**TASK ITEM**: Nothing but a number should be returned: the count of lines in the records that contain "public".

Collected data entries

PR #675, opened 2025-03-21
Align collection jobs, aggregate shares w RFC 9205

tgeoghegan:
- Allow either resource to be handled sync or async
- use empty response body to indicate deferred handling
- add aggregate share ID and make the request a PUT
- define DELETE semantics
- add examples of HTTP request/responses

### DIFF
--- a/draft-ietf-ppm-dap.md
+++ b/draft-ietf-ppm-dap.md
@@ -1234,11 +1234,12 @@ following rules:
 
 * Variables `{leader}` and `{helper}` are replaced with the base API URL of the
   Leader and Helper respectively.
-* Variables `{task-id}`, `{aggregation-job-id}`, and `{collection-job-id}` are
-  replaced with the task ID ({{task-configuration}}), aggregation job ID
-  ({{agg-init}}), and collection job ID ({{collect-init}}) respectively. The
-  value MUST be encoded in its URL-safe, unpadded Base 64 representation as
-  specified in {{Sections 5 and 3.2 of !RFC4648}}.
+* Variables `{task-id}`, `{aggregation-job-id}`, `{aggregate-share-id}`, and
+  `{collection-job-id}` are replaced with the task ID ({{task-configuration}}),
+  aggregation job ID ({{agg-init}}), aggregate share ID ({{collect-aggregate}})
+  and collection job ID ({{collect-init}}) respectively. The value MUST be
+  encoded in its URL-safe, unpadded Base 64 representation as specified in
+  {{Sections 5 and 3.2 of !RFC4648}}.
 
 For example, given a helper URL "https://example.com/api/dap", task ID "f0 16 34
 47 36 4c cf 1b c0 e3 af fc ca 68 73 c9 c3 81 f6 4a cd f9 02 06 62 f8 3f 46 c0 72
@@ -1787,8 +1788,6 @@ Once all the report shares have been initialized, the Leader creates an
 `AggregationJobInitReq` message.
 
 ~~~ tls-presentation
-opaque BatchID[32];
-
 struct {
   BatchMode batch_mode;
   opaque config<0..2^16-1>;
@@ -2048,22 +2047,22 @@ response body and sets a Location header field set to the relative reference
 `/tasks/{task-id}/aggregation_jobs/{aggregation-job-id}?step=0`. The response
 SHOULD include a Retry-After header field to suggest a polling interval to the
 Leader. The Leader then polls the state of the job by sending GET requests to the
-resolved URL. The Helper responds the same way until the job is ready, at which
-point it responds with the encoded `AggregationJobResp`.
+resolved URL. The Helper responds the same way until the job is ready, from
+which point it responds with the encoded `AggregationJobResp`.
 
 The Helper MAY also wait to respond to the Leader's PUT until the aggregation
 job initialization is ready. In this case, it responds with the encoded
 `AggregationJobResp`.
 
-Changing an aggregation job's parameters is illegal, so further PUT requests to
-the aggregation job with a different `AggregationJobInitReq` in the body MUST
-fail with a client error status code. For further requests with the same
-`AggregationJobInitReq` in the body, the Helper SHOULD respond as it did for the
-original `AggregationJobInitReq`.
+Changing an aggregation job's parameters is illegal. If the Helper receives
+further PUT requests to the aggregation job with a different
+`AggregationJobInitReq` in the body, it MUST abort with a client error. For
+further requests with the same `AggregationJobInitReq` in the body, the Helper
+SHOULD respond as it did for the original `AggregationJobInitReq`.
 
-It is illegal to rewind or reset the state of an aggregation job. Once an
-aggregation job has been continued at least once (see {{agg-continue-flow}}),
-further requests to initialize that aggregation job MUST fail.
+It is illegal to rewind or reset the state of an aggregation job. If the Helper
+receives requests to initialize an aggregation job once it has been continued at
+least once (see {{agg-continue-flow}}), it MUST abort with a client error.
 
 #### Input Share Decryption {#input-share-decryption}
 
@@ -2167,7 +2166,7 @@ encoded(struct {
     config = encoded(struct {
       batch_id = [0x1f, 0x1e, ..., 0x00],
     } LeaderSelectedPartialBatchSelectorConfig),
-  },
+  } PartialBatchSelector,
   prepare_inits,
 } AggregationJobInitReq)
 
@@ -2427,8 +2426,8 @@ response body and sets the Location header field to the relative reference
 `step` is set to `AggregationJobContinueReq.step`. The response SHOULD include a
 Retry-After header field to suggest a polling interval to the Leader. The Leader
 then polls the state of the job by sending GET requests to the resolved URL. The
-Helper responds the same way until the job is ready, at which point it responds
-with the encoded `AggregationJobResp`.
+Helper responds the same way until the job is ready, from which point it
+responds with the encoded `AggregationJobResp`.
 
 The Helper MAY also wait to respond to the Leader's POST until the aggregation
 job continuation is ready. In this case, it responds with the encoded
@@ -2578,13 +2577,11 @@ HTTP/1.1 200
 
 ## Collecting Results {#collect-flow}
 
-In this phase, the Collector requests aggregate shares from each Aggregator and
-then locally combines them to yield a single aggregate result. In particular,
-the Collector issues a query to the Leader ({{batch-modes}}), which the
-Aggregators use to select a batch of reports to aggregate. Each Aggregator emits
-an aggregate share encrypted to the Collector so that it can decrypt and combine
-them to yield the aggregate result. This process is composed of two
-interactions:
+The Collector initiates this phase with a query to the Leader ({{batch-modes}}),
+which the Aggregators use to select a batch of reports to aggregate. Each
+Aggregator emits an aggregate share encrypted to the Collector so that it can
+decrypt and combine them to yield the aggregate result. This process is referred
+to as a "collection job" and is composed of two interactions:
 
 1. Collect request and response between the Collector and Leader, specified in
    {{collect-init}}
@@ -2594,22 +2591,23 @@ interactions:
 Once complete, the Collector computes the final aggregate result as specified in
 {{collect-finalization}}.
 
-This overall process is referred to as a "collection job".
-
-### Collection Job Initialization {#collect-init}
-
-First, the Collector chooses a collection job ID:
+Collection jobs are identified by a 16-byte job ID:
 
 ~~~ tls-presentation
 opaque CollectionJobID[16];
 ~~~
 
-This ID value MUST be unique within the scope of the corresponding DAP task.
+A collection job is an HTTP resource served by the Leader at the URL
+`{leader}/tasks/{task-id}/collection_jobs/{collection-job-id}`.
 
-To initiate the collection job, the collector issues a PUT request to
-`{leader}/tasks/{task-id}/collection_jobs/{collection-job-id}`. The body of the
-request has media type "application/dap-collection-job-req", and it is structured
-as follows:
+### Collection Job Initialization {#collect-init}
+
+First, the Collector chooses a collection job ID, which MUST be unique within
+the scope of the corresponding DAP task.
+
+To initiate the collection job, the Collector issues a PUT request to the
+collection job with media type "application/dap-collection-job-req", and a body
+structured as follows:
 
 ~~~ tls-presentation
 struct {
@@ -2623,24 +2621,11 @@ struct {
 } CollectionJobReq;
 ~~~
 
-The named parameters are:
-
 * `query`, the Collector's query. The content of this field depends on the
-  indicated batch mode: for time-interval mode, the `config` field contains the
-  requested time interval ({{time-interval-batch-mode}}); for leader-selected
-  mode, the `config` field is empty, and the Collector gets the aggregate
-  result for the next batch selected by the Leader
-  ({{leader-selected-batch-mode}}).
-
-  Batch modes defined by future documents MUST specify the content of this field;
-  see {{extending-this-doc}} for details.
-
-  The indicated batch mode MUST match the task's batch mode. Otherwise, the
-  Leader MUST abort with error "invalidMessage".
+  indicated batch mode ({{batch-modes}}).
 
 * `agg_param`, an aggregation parameter for the VDAF being executed. This is
-  the same value as in `AggregationJobInitReq` (see {{leader-init}}). The
-  aggregation parameter MUST be valid as defined in {{agg-param-validation}}.
+  the same value as in `AggregationJobInitReq` (see {{leader-init}}).
 
 Collectors MUST authenticate their requests to Leaders using a scheme that meets
 the requirements in {{request-authentication}}.
@@ -2653,58 +2638,75 @@ running aggregation jobs ({{aggregate-flow}}) until the Collector initiates a
 collection job. This is because, in general, the aggregation parameter is not
 known until this point. In certain situations it is possible to predict the
 aggregation parameter in advance. For example, for Prio3 the only valid
-aggregation parameter is the empty string. For these reasons, the collection job
-is handled asynchronously. If aggregation is performed eagerly, the Leader MUST
-validate that the aggregation parameter received in the `CollectionJobReq`
-matches the aggregation parameter used in aggregations.
+aggregation parameter is the empty string.
 
-Upon receipt of a `CollectionJobReq`, the Leader begins by checking that it
-recognizes the task ID in the request path. If not, it MUST abort with error
+The Leader MAY defer handling the collection request. In this case, it indicates
+that the collection job is not yet ready by immediately sending an empty
+response body. The Leader SHOULD include a Retry-After header field to suggest a
+polling interval to the Collector. The Collector then polls the state of the job
+by sending GET requests to the collection job. The Collector SHOULD use each
+response's Retry-After header field to decide when to try again. The Leader
+responds the same way until either the job is ready, from which point it
+responds with a `CollectionJobResp` (defined below), or the job fails, from
+which point the Leader MUST abort with the error that caused the failure.
+
+The Leader MAY instead handle the request immediately. It waits to respond to
+the Collector's PUT until the collection job is ready, in which case it responds
+with the `CollectionJobResp`, or the job fails, in which case the Leader MUST
+abort with the error that caused the failure.
+
+The Leader begins handling a `CollectionJobReq` by checking that it recognizes
+the task ID. If not, it MUST fail the collection job with error
 `unrecognizedTask`.
 
+Next, the Leader checks that the indicated batch mode matches the task's batch
+mode. If not, it MUST fail the job with error `invalidMessage`.
+
 Next, the Leader checks that the aggregation parameter is valid as described in
-{{agg-param-validation}}. If the aggregation parameter is invalid, then the
-Leader MUST abort with error `invalidAggregationParameter`.
+{{agg-param-validation}}. If not, it MUST fail the job with error
+`invalidAggregationParameter`.
 
-The Leader MAY further validate the request according to the requirements in
-{{batch-validation}} and abort with the indicated error, though some conditions
-such as the number of valid reports may not be verifiable while handling the
-`CollectionJobReq` message, and the batch will have to be re-validated later on
-regardless.
+If aggregation is performed eagerly, then the Leader checks that the aggregation
+parameter received in the `CollectionJobReq` matches the aggregation parameter
+used in each aggregation job pertaining to the batch. If not, the Leader MUST
+fail the job with error `invalidMessage`.
 
-Changing a collection job's parameters is illegal, so further requests to
-`PUT /tasks/{task-id}/collection_jobs/{collection-job-id}` for the same
-`collection-job-id` but with a different `CollectionJobReq` in the body MUST
-fail with an HTTP client error status code.
+Having validated the `CollectionJobReq`, the Leader begins working with the
+Helper to aggregate the reports satisfying the query (or continues this process,
+depending on whether the Leader is aggregating eagerly) as described in
+{{aggregate-flow}}.
 
-The Leader responds to `CollectionJobReq`s with a `CollectionJobResp`, which is
-structured as follows:
+If the Leader has a pending aggregation job that overlaps with the batch for the
+collection job, the Leader MUST first complete the aggregation job before
+proceeding and requesting an aggregate share from the Helper. This avoids a race
+condition between aggregation and collection jobs that can yield batch mismatch
+errors.
+
+The Leader then checks whether it can construct a valid batch for the collection
+job by applying the requirements in {{batch-validation}}. If so, then the Leader
+obtains the Helper's aggregate share following the aggregate-share request flow
+described in {{collect-aggregate}}. If not, it either fails the collection job
+with error `invalidBatch` or tries again later, depending on which requirement
+in {{batch-validation}} was not met.
+
+If obtaining the aggregate share fails, then the Leader MUST fail the collection
+job with the error that caused the failure.
+
+Once the Leader has the Helper's aggregate share and has computed its own, the
+collection job is ready. Its results are represented by a `CollectionJobResp`,
+which is structured as follows:
 
 ~~~ tls-presentation
-enum {
-  processing(0),
-  ready(1),
-  (255)
-} CollectionJobStatus;
-
 struct {
   PartialBatchSelector part_batch_selector;
   uint64 report_count;
   Interval interval;
   HpkeCiphertext leader_encrypted_agg_share;
   HpkeCiphertext helper_encrypted_agg_share;
-} Collection;
-
-struct {
-  CollectionJobStatus status;
-  select (CollectionJob.status) {
-    case processing: Empty;
-    case ready:      Collection;
-  }
 } CollectionJobResp;
 ~~~
 
-The body's media type is "application/dap-collection-job-resp". The `Collection`
+A `CollectionJobResp`'s media type is "application/dap-collection-job-resp". The
 structure includes the following:
 
 * `part_batch_selector`: Information used to bind the aggregate result to the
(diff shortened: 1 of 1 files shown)


draft-ietf-ppm-dap.md
```diff
@@ -2789,16 +2860,26 @@ of this task:
...
+~~~ tls-presentation
+opaque AggregateShareID[16];
+~~~
+
+The Helper's aggregate share is an HTTP resource served by the Helper at the URL
+`{helper}/tasks/{task-id}/aggregate_shares/{aggregate-share-id}`. To obtain it,
+the Leader first chooses an aggregate share ID, which MUST be unique within the
+scope of the corresponding DAP task.
+
+Then the Leader sends a PUT request to the aggregate share with the body:
```
tgeoghegan, line 2882: The aggregate share ID is new, and we need it so that the leader can poll on something for asynchronous agg share handling. The alternative would be to not specify an aggregate share ID and let the helper choose a unique URL for the aggregate share, but we chose long ago to have HTTP clients choose resource identifiers (i.e. leader chooses agg job and agg share IDs, collector chooses collection job IDs).

draft-ietf-ppm-dap.md
```diff
@@ -2814,26 +2895,13 @@ struct {
...
-The media type of the request is "application/dap-aggregate-share-req". The
-structure contains the following parameters:
+The media type of `AggregateShareReq` is "application/dap-aggregate-share-req".
+The structure contains the following parameters:
 
 * `batch_selector`: The "batch selector", the contents of which depends on the
-  indicated batch mode: for time-interval mode, the `config` field contains the
-  time interval selected by the Collector ({{time-interval-batch-mode}}); in
-  leader-selected mode, the field contains the batch ID selected by the Leader
-  ({{leader-selected-batch-mode}}).
```
tgeoghegan, line 2824: Defer discussion of batch modes to {{batch-modes}}

draft-ietf-ppm-dap.md
```diff
@@ -2814,26 +2895,13 @@ struct {
...
-
-  Future documents that new batch modes MUST specify the contents of the
-  `config` field; see {{extending-this-doc}} for details.
-
-  The indicated batch mode MUST match the task's batch mode. Otherwise, the
-  Helper MUST abort with "invalidMessage".
```
tgeoghegan, line 2830: Put all the validation MUSTs in one place, below

draft-ietf-ppm-dap.md
```diff
@@ -2843,28 +2911,30 @@ structure contains the following parameters:
...
+
+The indicated batch mode MUST match the task's batch mode. If not, the Helper
+MUST abort with `invalidMessage`.
+
+The Helper then verifies that the request meets the requirements in
+{{batch-validation}}. If not, it aborts with the indicated error.
+
+The aggregation parameter MUST match the aggregation parameter used in
+aggregation jobs pertaining to this batch. If not, the Helper aborts with
+`invalidMessage`.
```
tgeoghegan, line 2925: Break each validation MUST into its own paragraph for clarity.

draft-ietf-ppm-dap.md
```diff
@@ -2843,28 +2911,30 @@ structure contains the following parameters:
...
+the values provided in the `AggregateShareReq`, it MUST abort with an error of
+type `batchMismatch`.
 
 The Helper then encrypts `agg_share` under the Collector's HPKE public key as
 described in {{aggregate-share-encrypt}}, yielding `encrypted_agg_share`.
-Encryption prevents the Leader from learning the actual result, as it only has
-its own aggregate share and cannot compute the Helper's.
 
-The Helper responds to the Leader with HTTP status code 200 OK and a body
-consisting of an `AggregateShare`, with media type
```
tgeoghegan, line 2867: Don't prescribe HTTP status

draft-ietf-ppm-dap.md
```diff
@@ -2843,28 +2911,30 @@ structure contains the following parameters:
...
+request using the same process used by the Leader (described at the beginning of
+this section), arriving at its aggregate share, report count, and checksum
+values. If the Helper's computed report count and checksum values do not match
+the values provided in the `AggregateShareReq`, it MUST abort with an error of
+type `batchMismatch`.
 
 The Helper then encrypts `agg_share` under the Collector's HPKE public key as
 described in {{aggregate-share-encrypt}}, yielding `encrypted_agg_share`.
-Encryption prevents the Leader from learning the actual result, as it only has
-its own aggregate share and cannot compute the Helper's.
```
tgeoghegan, line 2864: I deleted this for brevity but could be convinced to put it back.

draft-ietf-ppm-dap.md
```diff
@@ -2878,33 +2948,140 @@ struct {
 computed above and `encrypted_aggregate_share.ciphertext` is the ciphertext
 `encrypted_agg_share` computed above.
 
-The Helper's handling of this request MUST be idempotent. That is, if multiple
-identical, valid `AggregateShareReq`s are received, they should all yield the
-same response.
```
tgeoghegan, line 2883: The request is now a PUT, which implies idempotence in HTTP, so we don't need this remark

draft-ietf-ppm-dap.md
```diff
@@ -2878,33 +2948,140 @@ struct {
...
+`AggregateShare`. The Leader SHOULD use each response's Retry-After header field
+to decide when to try again.
+
+The Helper MAY also block responding to the Leader's PUT until the aggregate
+share is ready. In this case, it responds with the `AggregateShare`.
 
-After receiving the Helper's response, the Leader uses the HpkeCiphertext to
-finalize a collection job (see {{collect-finalization}}).
+After receiving the Helper's response, the Leader includes the HpkeCiphertext in
+its response to the Collector (see {{collect-finalization}}).
```
tgeoghegan, line 2964: I found it awkward to imply that the Leader uses the Helper's agg share for anything, as well as the implication that the leader finalizes the collection job. Seems like that happens when the collector unshards the agg shares.

draft-ietf-ppm-dap.md
```diff
@@ -2925,11 +3102,13 @@ done as follows:
...
-where `pk` is the HPKE public key encoded by the Collector's HPKE key,
-`server_role` is the Role of the encrypting server (`0x02` for the Leader and
-`0x03` for a Helper), `0x00` represents the Role of the recipient (always the
-Collector), and `agg_share_aad` is a value of type `AggregateShareAad`. The
-`SealBase()` function is as specified in {{!HPKE, Section 6.1}} for the
+* `pk` is the Collector's HPKE public key
+* `server_role` is the Role of the encrypting server (`0x02` for the Leader and
+  `0x03` for a Helper)
+* `0x00` represents the Role of the recipient (always the Collector)
+* `agg_share_aad` is an `AggregateShareAad` (defined below).
```
tgeoghegan, line 3109: explicitly enumerate the variables for clarity.

draft-ietf-ppm-dap.md
```diff
@@ -2979,25 +3160,22 @@ ciphersuite indicated by the HPKE configuration.
...
-Next, the Aggregator checks that batch contains a valid number of reports. The
-Aggregator checks that `len(X) >= min_batch_size`, where `X` is the set of
-reports successfully aggregated into the batch and `min_batch_size` is the
-minimum batch size for the task. If this check fails, then Helpers MUST abort
-with an error of type "invalidBatchSize". Leaders SHOULD wait for more reports
-to be validated and try the collection job again later.
+Next, the Aggregator checks that the number of reports in the batch is equal to
+or greater than the task's minimum batch size. If not, then the Helper MUST
+abort with error `invalidBatchSize`. The Leader SHOULD wait for more reports to
+be validated and try the collection job again later.
```
tgeoghegan, line 3175: I think that explaining the comparison to minimum batch size is perfectly clear and more concise than the IMO awkward definition of `X`.

draft-ietf-ppm-dap.md
```diff
@@ -2979,25 +3160,22 @@ ciphersuite indicated by the HPKE configuration.
...
 
-Next, the Aggregator checks if the set of batch buckets identified by the
-request overlaps with the batch buckets that have already been collected. If
-so, it MUST abort with "batchOverlap".
+Next, the Aggregator checks if any of the batch buckets identified by the
+request have already been collected. If so, it MUST abort with "batchOverlap".
```
tgeoghegan, line 3178: *Batches* (which consist of one or more batch buckets) can overlap but I'm pretty sure *batch buckets* can't.

draft-ietf-ppm-dap.md
```diff
@@ -3030,20 +3208,36 @@ Each batch mode specifies the following:
...
+  struct {
+    start = 1659546000,
+    duration = 1000,
+  } Interval,
+  struct {
+    start = 1659547000,
+    duration = 1000,
+  } Interval
+]
+~~~
```
tgeoghegan, line 3236: This is longer than the existing example of batch intervals, but uses a syntax we already introduced. I can go either way with it.

draft-ietf-ppm-dap.md
```diff
@@ -3077,60 +3271,67 @@ where `batch_interval` is the batch interval requested by the Collector.
 
 ### Batch Buckets {#time-interval-batch-buckets}
 
-Each batch bucket is identified by an interval of time whose beginning is a
-multiple of the task's `time_precision` and whose duration is equal to the
+Each batch bucket is identified by an `Interval` whose duration is equal to the
```
tgeoghegan, line 3274: Use the `Interval` type so that we implicitly get the definition in terms of `time_precision` as well as the comparison and inclusion semantics.

draft-ietf-ppm-dap.md
```diff
@@ -3077,60 +3271,67 @@ where `batch_interval` is the batch interval requested by the Collector.
...
+available batch. The Leader selects a recent batch to aggregate which MUST not
+yet have been associated with a collection job.
 
 The Aggregators can output batches of any size that is larger than or equal to
-`min_batch_size`. The target batch size, if any, is implementation-specific, and
-may be equal to or greater than the minimum batch size. Deciding how soon
-batches should be output is also implementation-specific. Exactly sizing batches
-may be challenging for Leader deployments in which multiple, independent nodes
-running the aggregate interaction (see {{aggregate-flow}}) need to be
-coordinated.
```
tgeoghegan, line 3129: Seems unhelpful to me to say that this part of the protocol is hard without saying what to do about it.

draft-ietf-ppm-dap.md
```diff
@@ -3077,60 +3271,67 @@ where `batch_interval` is the batch interval requested by the Collector.
...
+    start = batch_interval.start + time_precision,
+    duration = time_precision,
+  } Interval,
+  ...
+  struct {
+    start = batch_interval.start + batch_interval.duration - time_precision,
+    duration = time_precision,
+  } Interval
+]
+~~~
```
tgeoghegan, line 3310: As above, we use an existing syntax to represent these intervals, at the cost of more vertical space.

draft-ietf-ppm-dap.md
```diff
@@ -2623,24 +2621,11 @@ struct {
...
-  mode, the `config` field is empty, and the Collector gets the aggregate
-  result for the next batch selected by the Leader
-  ({{leader-selected-batch-mode}}).
-
-  Batch modes defined by future documents MUST specify the content of this field;
-  see {{extending-this-doc}} for details.
-
-  The indicated batch mode MUST match the task's batch mode. Otherwise, the
-  Leader MUST abort with error "invalidMessage".
+  indicated batch mode ({{batch-modes}}).
```
cjpatton, line 2625: Please double check that {{batch-modes}} has a reference to {{extending-this-doc}}.

draft-ietf-ppm-dap.md
```diff
@@ -2653,59 +2638,57 @@ running aggregation jobs ({{aggregate-flow}}) until the Collector initiates a
...
 
 Next, the Leader checks that the aggregation parameter is valid as described in
-{{agg-param-validation}}. If the aggregation parameter is invalid, then the
-Leader MUST abort with error `invalidAggregationParameter`.
+{{agg-param-validation}}. If not, then the Leader MUST abort with error
+`invalidAggregationParameter`.
+
+If aggregation is performed eagerly, the Leader MUST validate that the
+aggregation parameter received in the `CollectionJobReq` matches the aggregation
+parameter used in aggregations.
```
cjpatton, line 2655:
```suggestion
If aggregation is performed eagerly, the Leader MUST validate that the
aggregation parameter received in the `CollectionJobReq` matches the aggregation
parameter used in each aggregation job pertaining to the batch.
```

Also, what causes this check to fail? Would this be a internal error on the part of the Leader?

draft-ietf-ppm-dap.md
```diff
@@ -2653,59 +2638,57 @@ running aggregation jobs ({{aggregate-flow}}) until the Collector initiates a
...
+
+Changing a collection job's parameters is illegal, so further PUT requests to
+the collection job with a different `CollectionJobReq` MUST fail.
```
cjpatton, line 2658: Let's replace "MUST fail" with a specific action, like an abort.

draft-ietf-ppm-dap.md
```diff
@@ -2653,59 +2638,57 @@ running aggregation jobs ({{aggregate-flow}}) until the Collector initiates a
...
+
+After receiving the `CollectionJobReq`, the Leader begins working with the
+Helper to aggregate the reports satisfying the query (or continues this process,
+depending on the VDAF) as described in {{aggregate-flow}}.
```
cjpatton, line 2662:
```suggestion
depending on whether the Leader is aggregating eagerly) as described in {{aggregate-flow}}.
```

**YOUR RESPONSE**: 4